Once the line with "I'm going to" is found in the data, output it and each following line exactly, up to and including the line with "apply_filters( 'frm_pro_capabilities', $pro_cap );", and nothing before or after.

------ Given records

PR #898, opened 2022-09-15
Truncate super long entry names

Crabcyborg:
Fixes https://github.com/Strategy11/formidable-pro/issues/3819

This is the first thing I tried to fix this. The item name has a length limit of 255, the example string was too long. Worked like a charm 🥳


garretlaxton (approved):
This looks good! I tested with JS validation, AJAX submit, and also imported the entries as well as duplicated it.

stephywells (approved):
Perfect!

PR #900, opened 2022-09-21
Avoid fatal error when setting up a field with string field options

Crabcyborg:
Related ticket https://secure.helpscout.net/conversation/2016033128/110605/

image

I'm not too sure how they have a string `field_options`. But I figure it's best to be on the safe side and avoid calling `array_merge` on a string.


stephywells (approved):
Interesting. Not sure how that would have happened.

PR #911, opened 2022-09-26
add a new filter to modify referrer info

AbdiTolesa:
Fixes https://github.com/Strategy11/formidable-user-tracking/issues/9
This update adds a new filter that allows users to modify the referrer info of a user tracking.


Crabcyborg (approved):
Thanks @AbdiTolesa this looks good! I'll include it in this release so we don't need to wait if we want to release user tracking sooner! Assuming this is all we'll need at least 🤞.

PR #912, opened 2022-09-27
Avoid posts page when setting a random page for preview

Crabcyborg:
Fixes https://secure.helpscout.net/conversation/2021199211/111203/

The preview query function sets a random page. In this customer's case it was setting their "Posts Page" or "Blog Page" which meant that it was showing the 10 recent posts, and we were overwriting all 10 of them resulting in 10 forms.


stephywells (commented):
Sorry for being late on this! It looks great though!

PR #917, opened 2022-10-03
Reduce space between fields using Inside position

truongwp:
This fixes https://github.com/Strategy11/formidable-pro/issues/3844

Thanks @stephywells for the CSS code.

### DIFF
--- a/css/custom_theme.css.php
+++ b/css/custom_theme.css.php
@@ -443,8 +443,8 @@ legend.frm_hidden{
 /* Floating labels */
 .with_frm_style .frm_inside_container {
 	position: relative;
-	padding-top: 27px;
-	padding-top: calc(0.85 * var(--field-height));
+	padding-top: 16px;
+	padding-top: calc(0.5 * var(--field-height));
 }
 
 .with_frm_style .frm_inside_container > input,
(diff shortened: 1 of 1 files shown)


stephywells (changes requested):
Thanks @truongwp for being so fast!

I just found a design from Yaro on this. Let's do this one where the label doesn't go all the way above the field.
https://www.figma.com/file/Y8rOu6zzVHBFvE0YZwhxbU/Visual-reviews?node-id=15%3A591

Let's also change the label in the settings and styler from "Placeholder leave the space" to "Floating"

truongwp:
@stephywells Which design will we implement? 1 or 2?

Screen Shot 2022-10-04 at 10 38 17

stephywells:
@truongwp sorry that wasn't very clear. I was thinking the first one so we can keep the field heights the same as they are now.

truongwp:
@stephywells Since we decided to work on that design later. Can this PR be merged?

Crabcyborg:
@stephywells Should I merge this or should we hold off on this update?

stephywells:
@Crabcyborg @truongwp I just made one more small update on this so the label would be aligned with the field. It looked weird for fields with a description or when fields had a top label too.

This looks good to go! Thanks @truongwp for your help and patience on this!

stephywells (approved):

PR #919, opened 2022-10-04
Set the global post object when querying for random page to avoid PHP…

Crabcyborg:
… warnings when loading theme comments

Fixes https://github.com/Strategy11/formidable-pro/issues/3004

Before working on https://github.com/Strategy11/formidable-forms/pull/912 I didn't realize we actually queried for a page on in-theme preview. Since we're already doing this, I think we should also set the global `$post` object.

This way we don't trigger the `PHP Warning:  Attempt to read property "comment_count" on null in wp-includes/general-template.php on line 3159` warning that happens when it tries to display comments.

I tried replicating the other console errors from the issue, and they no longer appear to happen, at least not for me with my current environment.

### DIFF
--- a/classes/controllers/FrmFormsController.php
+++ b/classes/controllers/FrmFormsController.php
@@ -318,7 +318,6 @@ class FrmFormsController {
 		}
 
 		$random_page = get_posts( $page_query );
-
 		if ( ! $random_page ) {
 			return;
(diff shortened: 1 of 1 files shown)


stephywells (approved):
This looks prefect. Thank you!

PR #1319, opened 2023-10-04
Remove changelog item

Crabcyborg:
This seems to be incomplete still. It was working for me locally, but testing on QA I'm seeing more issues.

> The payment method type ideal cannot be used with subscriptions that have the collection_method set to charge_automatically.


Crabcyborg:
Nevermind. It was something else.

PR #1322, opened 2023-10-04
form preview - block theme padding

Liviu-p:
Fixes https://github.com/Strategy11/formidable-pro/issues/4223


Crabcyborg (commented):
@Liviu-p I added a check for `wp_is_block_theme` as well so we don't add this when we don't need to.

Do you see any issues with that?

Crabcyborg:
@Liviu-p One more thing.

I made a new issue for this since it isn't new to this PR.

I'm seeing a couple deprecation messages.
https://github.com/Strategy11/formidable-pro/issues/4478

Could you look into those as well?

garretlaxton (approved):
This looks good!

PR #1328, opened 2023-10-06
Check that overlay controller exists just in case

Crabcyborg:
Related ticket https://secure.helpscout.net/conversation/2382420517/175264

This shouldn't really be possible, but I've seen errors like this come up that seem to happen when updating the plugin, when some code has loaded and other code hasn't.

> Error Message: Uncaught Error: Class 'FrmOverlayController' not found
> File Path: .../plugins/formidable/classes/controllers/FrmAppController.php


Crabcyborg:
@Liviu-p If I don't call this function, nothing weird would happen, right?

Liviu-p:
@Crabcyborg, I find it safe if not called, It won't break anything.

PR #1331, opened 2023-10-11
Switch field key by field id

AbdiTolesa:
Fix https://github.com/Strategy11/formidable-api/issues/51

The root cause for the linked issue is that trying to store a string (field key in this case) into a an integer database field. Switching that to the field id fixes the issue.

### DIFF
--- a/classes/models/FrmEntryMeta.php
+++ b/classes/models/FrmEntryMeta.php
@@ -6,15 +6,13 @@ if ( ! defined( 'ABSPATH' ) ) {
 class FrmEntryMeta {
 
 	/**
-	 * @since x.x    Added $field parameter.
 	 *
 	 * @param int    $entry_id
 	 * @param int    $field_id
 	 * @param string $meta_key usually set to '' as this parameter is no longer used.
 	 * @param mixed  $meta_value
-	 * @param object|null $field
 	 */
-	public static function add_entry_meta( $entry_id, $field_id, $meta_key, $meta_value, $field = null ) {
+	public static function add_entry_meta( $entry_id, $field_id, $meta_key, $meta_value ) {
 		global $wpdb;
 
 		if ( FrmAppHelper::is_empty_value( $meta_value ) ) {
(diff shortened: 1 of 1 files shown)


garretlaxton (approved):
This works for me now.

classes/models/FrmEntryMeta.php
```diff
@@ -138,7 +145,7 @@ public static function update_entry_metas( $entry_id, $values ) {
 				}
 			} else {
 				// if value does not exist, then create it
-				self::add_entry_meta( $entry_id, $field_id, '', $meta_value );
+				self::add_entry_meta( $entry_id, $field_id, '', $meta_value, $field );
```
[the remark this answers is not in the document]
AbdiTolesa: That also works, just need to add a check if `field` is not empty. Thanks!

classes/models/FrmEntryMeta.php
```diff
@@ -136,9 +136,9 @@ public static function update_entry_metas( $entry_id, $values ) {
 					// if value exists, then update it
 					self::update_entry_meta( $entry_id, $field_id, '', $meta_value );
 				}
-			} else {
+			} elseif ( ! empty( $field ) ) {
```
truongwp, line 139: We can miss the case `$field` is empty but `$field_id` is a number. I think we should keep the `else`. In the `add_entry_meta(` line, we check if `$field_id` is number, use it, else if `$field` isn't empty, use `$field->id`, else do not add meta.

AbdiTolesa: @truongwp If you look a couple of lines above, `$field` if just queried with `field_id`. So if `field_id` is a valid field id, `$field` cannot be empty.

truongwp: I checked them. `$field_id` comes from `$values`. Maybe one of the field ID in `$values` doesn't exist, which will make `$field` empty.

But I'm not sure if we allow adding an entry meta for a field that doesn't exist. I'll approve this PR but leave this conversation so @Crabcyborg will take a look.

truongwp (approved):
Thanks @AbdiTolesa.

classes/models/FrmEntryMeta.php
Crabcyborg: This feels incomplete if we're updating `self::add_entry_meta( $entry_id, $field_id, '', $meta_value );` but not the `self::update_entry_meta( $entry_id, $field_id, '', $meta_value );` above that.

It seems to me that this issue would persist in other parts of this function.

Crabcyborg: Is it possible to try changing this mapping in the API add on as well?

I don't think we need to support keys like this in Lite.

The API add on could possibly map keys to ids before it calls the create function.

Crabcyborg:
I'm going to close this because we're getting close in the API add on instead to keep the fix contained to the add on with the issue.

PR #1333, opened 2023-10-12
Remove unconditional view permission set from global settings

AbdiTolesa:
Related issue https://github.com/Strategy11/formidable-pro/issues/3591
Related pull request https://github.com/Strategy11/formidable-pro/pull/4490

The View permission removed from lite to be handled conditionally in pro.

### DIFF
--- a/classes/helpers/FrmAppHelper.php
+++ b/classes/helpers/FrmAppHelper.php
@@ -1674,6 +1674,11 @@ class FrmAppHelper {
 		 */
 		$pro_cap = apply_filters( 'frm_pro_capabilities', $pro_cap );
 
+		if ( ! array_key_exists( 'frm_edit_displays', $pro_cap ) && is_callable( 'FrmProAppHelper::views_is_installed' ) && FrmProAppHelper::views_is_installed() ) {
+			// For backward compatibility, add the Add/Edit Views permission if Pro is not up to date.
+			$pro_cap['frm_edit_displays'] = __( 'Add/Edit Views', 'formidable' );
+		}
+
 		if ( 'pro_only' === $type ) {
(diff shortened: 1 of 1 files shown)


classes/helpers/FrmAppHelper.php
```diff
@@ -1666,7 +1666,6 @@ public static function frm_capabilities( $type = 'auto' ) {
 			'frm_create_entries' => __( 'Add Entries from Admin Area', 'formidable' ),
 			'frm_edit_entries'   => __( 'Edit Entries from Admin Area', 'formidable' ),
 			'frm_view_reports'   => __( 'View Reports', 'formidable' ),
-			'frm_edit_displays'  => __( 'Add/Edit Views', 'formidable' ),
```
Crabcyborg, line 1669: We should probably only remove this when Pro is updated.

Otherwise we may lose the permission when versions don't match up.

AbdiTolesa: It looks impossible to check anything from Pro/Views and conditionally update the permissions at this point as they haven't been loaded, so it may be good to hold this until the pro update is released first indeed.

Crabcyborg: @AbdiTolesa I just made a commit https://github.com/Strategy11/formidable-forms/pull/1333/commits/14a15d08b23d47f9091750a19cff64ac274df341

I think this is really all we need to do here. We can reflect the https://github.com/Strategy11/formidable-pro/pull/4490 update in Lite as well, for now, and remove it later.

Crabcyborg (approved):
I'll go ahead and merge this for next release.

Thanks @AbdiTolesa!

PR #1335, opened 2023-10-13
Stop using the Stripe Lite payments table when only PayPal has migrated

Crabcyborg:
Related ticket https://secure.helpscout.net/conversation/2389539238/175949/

------------

Solution to this problem:
I'm going to close this because we're getting close in the API add on instead to keep the fix contained to the add on with the issue.

PR #1333, opened 2023-10-12
Remove unconditional view permission set from global settings

AbdiTolesa:
Related issue https://github.com/Strategy11/formidable-pro/issues/3591
Related pull request https://github.com/Strategy11/formidable-pro/pull/4490

The View permission removed from lite to be handled conditionally in pro.

### DIFF
--- a/classes/helpers/FrmAppHelper.php
+++ b/classes/helpers/FrmAppHelper.php
@@ -1674,6 +1674,11 @@ class FrmAppHelper {
 		 */
 		$pro_cap = apply_filters( 'frm_pro_capabilities', $pro_cap );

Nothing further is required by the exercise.